Naturalmente, él despertó su interés. Tenía unos ojos que te absorbían el alma, ese color alucinante de océano tormentoso en un día nublado. El tipo de día que uno pasaría en casa en la cama, haciendo el amor.
Cabello oscuro y desordenado, labios sensuales y carnosos y una mandíbula muy masculina que podría obligar a uno a mirarlo, sin control alguno. Un cuerpo fuerte y bien construido, tan obvio debajo de su traje Armani, que sin duda era hecho a medida.
Él miró su Rolex de edición limitada con ojos reprobatorios, maldiciendo internamente a quien probablemente llegaba tarde a la reunión.
—¿Quién se atrevería a hacer eso?— Isabella sonrió para sí misma.
—Me pregunto, ¿es un hombre o una mujer la persona que espera?— Estaba debatiendo internamente.
No podía ver a través de él, aunque era un placer secreto suyo leer la mente de las personas. Y solía acertar.

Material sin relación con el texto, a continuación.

Issue #404, opened 2018-04-16
Add notice about Analytics data


paolorotolo:
From Google's documentation:

> You will give your end users proper notice about the implementations and features of Google Analytics you use (e.g. notice about what data you will collect via Google Analytics, and whether this data can be connected to other data you have about the end user). You will either get consent from your end users, or provide them with the opportunity to opt-out from the implementations and features you use.

paolorotolo:
Fix merged in ```develop```, thanks @chwalters!

PR #405, opened 2018-04-18
Possible fix for #404

chwalters:
Displays a dialog explaining how analytics are used and allows the user to opt-out.  Can also opt-out at any time from the preferences/settings screen.

### DIFF
--- a/app/src/main/java/org/glucosio/android/activity/HelloActivity.java
+++ b/app/src/main/java/org/glucosio/android/activity/HelloActivity.java
@@ -21,10 +21,14 @@
 package org.glucosio.android.activity;
 
 import android.content.Context;
+import android.content.DialogInterface;
 import android.content.Intent;
+import android.content.SharedPreferences;
 import android.graphics.drawable.Drawable;
 import android.os.Bundle;
+import android.preference.PreferenceManager;
 import android.support.v4.content.res.ResourcesCompat;
+import android.support.v7.app.AlertDialog;
 import android.support.v7.app.AppCompatActivity;
 import android.util.Log;
 import android.view.WindowManager;
@@ -100,10 +104,13 @@ public class HelloActivity extends AppCompatActivity implements HelloView {
 
         initStartButton();
 
-        Analytics analytics = application.getAnalytics();
-        analytics.reportScreen("Hello Activity");
+        showAnalyticsExplanationDialog();
+
         Log.i("HelloActivity", "Setting screen name: hello");
+
+
     }
+
 
     private void initLanguageSpinner(final LocaleHelper localeHelper) {
         localesWithTranslation = localeHelper.getLocalesWithTranslation(getResources());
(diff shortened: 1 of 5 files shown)


app/src/main/java/org/glucosio/android/analytics/GoogleAnalytics.java
```diff
@@ -28,15 +34,19 @@ public void init(@NonNull final Context context) {
 
     @Override
     public void reportScreen(@NonNull String name) {
-        mTracker.setScreenName(name);
-        mTracker.send(new HitBuilders.ScreenViewBuilder().build());
+        if (enabled) {
```
paolorotolo, line 37: Even if reportScreen is disabled, Analytics could send Google other statistics about the app.
We may consider using `setAppOptOut(true)` to disable Analytics at app-level.

app/src/main/java/org/glucosio/android/analytics/GoogleAnalytics.java
```diff
@@ -20,6 +23,9 @@ public void init(@NonNull final Context context) {
         mTracker = analytics.newTracker(BuildConfig.GOOGLE_ANALYTICS_TRACKER);
         mTracker.enableAdvertisingIdCollection(true);
 
+        SharedPreferences sharedPref = PreferenceManager.getDefaultSharedPreferences(context);
+        enabled = sharedPref.getBoolean("pref_analytics_opt_in", false);
+
         if (BuildConfig.DEBUG) {
             com.google.android.gms.analytics.GoogleAnalytics.getInstance(context).setAppOptOut(true);
```
paolorotolo, line 30: This is what we do for debug configuration. We can call setAppOptOut here if the opt out preference is setted.

app/src/main/res/values/strings.xml
```diff
@@ -281,6 +281,17 @@
     <string name="preferences_freestyle_libre_experimental">EXPERIMENTAL: Enable FreeStyle Libre® support</string>
     <string name="preferences_font_dyslexia_experimental">EXPERIMENTAL: Increase readability for users with dyslexia</string>
     <string name="preferences_font_dyslexia">Increase readability for users with dyslexia</string>
+    <string name="preferences_analytics_opt_in">Enable analytics</string>
+    <string name="allow">Allow</string>
+    <string name="optout">Opt-Out</string>
+    <string name="analytics_usage">Analytics usage</string>
+    <string name="analytics_usage_overview">
```
paolorotolo, line 288: @bkerensa could you please add a paragraph to address collecting data for debug puroposes with Crashlytics?

app/src/main/java/org/glucosio/android/activity/HelloActivity.java
```diff
@@ -100,11 +104,14 @@ protected void onCreate(Bundle savedInstanceState) {
 
         initStartButton();
 
-        Analytics analytics = application.getAnalytics();
-        analytics.reportScreen("Hello Activity");
+        showAnalyticsExplanationDialog();
```
paolorotolo, line 107: We're showing the notice in HelloActivity. This will affect new user only and not current users (since they will jump directly to MainActivity). @elioqoshi how can we handle this from UX prospective? Can we prompt analytics notice and opt-out to existing users right when they open Glucosio after the update?

paolorotolo (changes requested):

chwalters:
I will address these issues and create a new PR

—Bueno, la mayoría de las veces. ¡He tenido mi parte de engaños para mi edad!
Su cuerpo estaba temblando, pero rápidamente sacudió los recuerdos sombríos de su mente y dirigió su atención al extraño, tratando de leerlo.
Como ella lo veía, había dos tipos de inteligencia en este mundo. La nativa y la lograda a través del aprendizaje. La suya era indudablemente nativa, aunque también tendía a leer bastante.
Lujuria.
Por primera vez desde que rompió con su novio infiel, que intentó meterla en la prostitución, sintió la lujuria despertarse dentro de ella por el extraño inadecuado que probablemente había llegado a ese lugar destartalado por mero accidente.
El exnovio de Isabella, Asher, trató de convencerla de vender su virginidad por un millón de dólares a un viejo asqueroso, prometiéndole que con ese dinero tendrían una gran boda, comprarían una casa y vivirían una vida feliz.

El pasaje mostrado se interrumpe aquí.